● Data provided:
PR #740, opened 2021-06-12
Allow FormData as body argument

sjoerdmulder:
This PR adds support for sending a `FormData` directly as `requestBody`. Often used for file upload.

Note the warning here:  https://developer.mozilla.org/en-US/docs/Web/API/FormData/Using_FormData_Objects that you should  not explicitly set the `Content-Type` header on the request.


EddyVinck:
This would be great to have. I'm currently running into this issue as well with a file upload.

knoefel:
+1 
Would be really great, if this could be merged as i'm facing the same issue right now. Thx!!

sjoerdmulder:
@ferdikoomen Updated this one as well!

ferdikoomen (approved):

PR #741, opened 2021-06-12
Adding oneOf with discriminator property support

sjoerdmulder:
Continuation of #645 but in a cleaned branch...

Currently it seems there is no support for discriminators from the V3 spec  in the generator.

This PR adds some preliminary support so that instead of:
```
export type ModelCircle = {
    kind: string;
    radius?: number;
}
export type ModelSquare = {
    kind: string;
    sideLength?: number;
}
export type Shape = Circle | Square;
```
It generates (not the the `kind: string` is replaced)
```
export type ModelCircle = {
    kind: 'circle';
    radius?: number;
}
export type ModelSquare = {
    kind: 'square';
    sideLength?: number;
}
export type Shape = Circle | Square;
```

Added some tests as well, let me know what you think!

### DIFF
--- a/src/openApi/v2/parser/getOperationParameterName.ts
+++ b/src/openApi/v2/parser/getOperationParameterName.ts
@@ -1,7 +1,6 @@
 import camelCase from 'camelcase';
 
-const reservedWords =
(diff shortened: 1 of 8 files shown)


sjoerdmulder:
@ferdikoomen I have updated the branch to be based on latest master

Issue #791, opened 2021-07-15
Not decoded URI component on ref


todesstoss:
Hello, trying to generate TS on completely valid OpenAPI schema having this error:

```Error: Could not find reference: "#/paths/~1admin~1cache~1clear~1%7BcacheName%7D/parameters/0"```

Looks like this ref url in not decoded properly

todesstoss:
if it could help, a similar issue:

https://github.com/drwpow/openapi-typescript/issues/587

todesstoss:
The issue is in this file:

https://github.com/ferdikoomen/openapi-typescript-codegen/blob/master/src/openApi/v3/parser/getRef.ts

path is not decoded properly.

Maybe Pointer.parse from `json-schema-ref-parser` library should be used here?

rbruggem:
Does https://github.com/todesstoss/openapi-typescript-codegen/pull/1 fix the issue?

ferdikoomen:
Hi all the fix has been merged

PR #793, opened 2021-07-16
Fix getRef on encoded  path, issue: https://github.com/ferdikoomen/op…

todesstoss:
…enapi-typescript-codegen/issues/791


rbruggem:
@ferdikoomen could this be merged if it solves this issue?
I am encountering #791.

PR #850, opened 2021-10-05
fix: accept relative schema ref paths

akmjenkins:
Cool library, thanks!

I've been having trouble with $refs on my local filesystem. The tool expects the files to be relative to process.cwd(). This PR leverages json-schema-ref-parser's ability to resolve everything when given a path to a yaml or json file. 

I've chosen to preserve the existing errors, but I'm not sure they're terribly valuable because those errors don't take into account any parsing errors when the refs are resolved. I think it's possible the entire `getOpenApiSpec` function is just `RefParser.bundle` 🤔 

Maybe there's something I'm missing in these tests. Either way, this library is really awesome, I'd like to get it working with relative $refs.

### DIFF
--- a/src/utils/getOpenApiSpec.spec.ts
+++ b/src/utils/getOpenApiSpec.spec.ts
@@ -1,27 +1,52 @@
+import RefParser from 'json-schema-ref-parser';
+
 import { exists, readFile } from './fileSystem';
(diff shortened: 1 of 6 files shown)


ferdikoomen:
Closing this PR, since we now use the RefParser directly!

PR #878, opened 2021-11-08
fix(node): import missing Blob from node-fetch in node <= 15

listiani13:
Hey, thank you for this amazing package! But after upgrading to the latest version, I ran into this error:
```
 ReferenceError: Blob is not defined
[2021-11-08T15:06:31.311Z]     at isBlob (/usr/src/dist/core/request.js:55:29)
[2021-11-08T15:06:31.311Z]     at getRequestBody (/usr/src/dist/core/request.js:161:44)
```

● Aim of the exercise:
Repeat each record exactly, leaving nothing out.

● Answer space:
PR #740, opened 2021-06-12
Allow FormData as body argument

sjoerdmulder:
This PR adds support for sending a `FormData` directly as `requestBody`. Often used for file upload.

Note the warning here:  https://developer.mozilla.org/en-US/docs/Web/API/FormData/Using_FormData_Objects that you should  not explicitly set the `Content-Type` header on the request.


EddyVinck:
This would be great to have. I'm currently running into this issue as well with a file upload.

knoefel:
+1 
Would be really great, if this could be merged as i'm facing the same issue right now. Thx!!

sjoerdmulder:
@ferdikoomen Updated this one as well!

ferdikoomen (approved):

PR #741, opened 2021-06-12
Adding oneOf with discriminator property support

sjoerdmulder:
Continuation of #645 but in a cleaned branch...

Currently it seems there is no support for discriminators from the V3 spec  in the generator.

This PR adds some preliminary support so that instead of:
```
export type ModelCircle = {
    kind: string;
    radius?: number;
}
export type ModelSquare = {
    kind: string;
    sideLength?: number;
}
export type Shape = Circle | Square;
```
It generates (not the the `kind: string` is replaced)
```
export type ModelCircle = {
    kind: 'circle';
    radius?: number;
}
export type ModelSquare = {
    kind: 'square';
    sideLength?: number;
}
export type Shape = Circle | Square;
```

Added some tests as well, let me know what you think!

### DIFF
--- a/src/openApi/v2/parser/getOperationParameterName.ts
+++ b/src/openApi/v2/parser/getOperationParameterName.ts
@@ -1,7 +1,6 @@
 import camelCase from 'camelcase';
 
-const reservedWords =
(diff shortened: 1 of 8 files shown)


sjoerdmulder:
@ferdikoomen I have updated the branch to be based on latest master

Issue #791, opened 2021-07-15
Not decoded URI component on ref


todesstoss:
Hello, trying to generate TS on completely valid OpenAPI schema having this error:

```Error: Could not find reference: "#/paths/~1admin~1cache~1clear~1%7BcacheName%7D/parameters/0"```

Looks like this ref url in not decoded properly

todesstoss:
if it could help, a similar issue:

https://github.com/drwpow/openapi-typescript/issues/587

todesstoss:
The issue is in this file:

https://github.com/ferdikoomen/openapi-typescript-codegen/blob/master/src/openApi/v3/parser/getRef.ts

path is not decoded properly.

Maybe Pointer.parse from `json-schema-ref-parser` library should be used here?

rbruggem:
Does https://github.com/todesstoss/openapi-typescript-codegen/pull/1 fix the issue?

ferdikoomen:
Hi all the fix has been merged

PR #793, opened 2021-07-16
Fix getRef on encoded  path, issue: https://github.com/ferdikoomen/op…

todesstoss:
…enapi-typescript-codegen/issues/791


rbruggem:
@ferdikoomen could this be merged if it solves this issue?
I am encountering #791.

PR #850, opened 2021-10-05
fix: accept relative schema ref paths

akmjenkins:
Cool library, thanks!

I've been having trouble with $refs on my local filesystem. The tool expects the files to be relative to process.cwd(). This PR leverages json-schema-ref-parser's ability to resolve everything when given a path to a yaml or json file. 

I've chosen to preserve the existing errors, but I'm not sure they're terribly valuable because those errors don't take into account any parsing errors when the refs are resolved. I think it's possible the entire `getOpenApiSpec` function is just `RefParser.bundle` 🤔 

Maybe there's something I'm missing in these tests. Either way, this library is really awesome, I'd like to get it working with relative $refs.

### DIFF
--- a/src/utils/getOpenApiSpec.spec.ts
+++ b/src/utils/getOpenApiSpec.spec.ts
@@ -1,27 +1,52 @@
+import RefParser from 'json-schema-ref-parser';
+
 import { exists, readFile } from './fileSystem';
(diff shortened: 1 of 6 files shown)


ferdikoomen:
Closing this PR, since we now use the RefParser directly!

PR #878, opened 2021-11-08
fix(node): import missing Blob from node-fetch in node <= 15

listiani13:
Hey, thank you for this amazing package! But after upgrading to the latest version, I ran into this error:
```
 ReferenceError: Blob is not defined
[2021-11-08T15:06:31.311Z]     at isBlob (/usr/src/dist/core/request.js:55:29)
[2021-11-08T15:06:31.311Z]     at getRequestBody (/usr/src/dist/core/request.js:161:44)
```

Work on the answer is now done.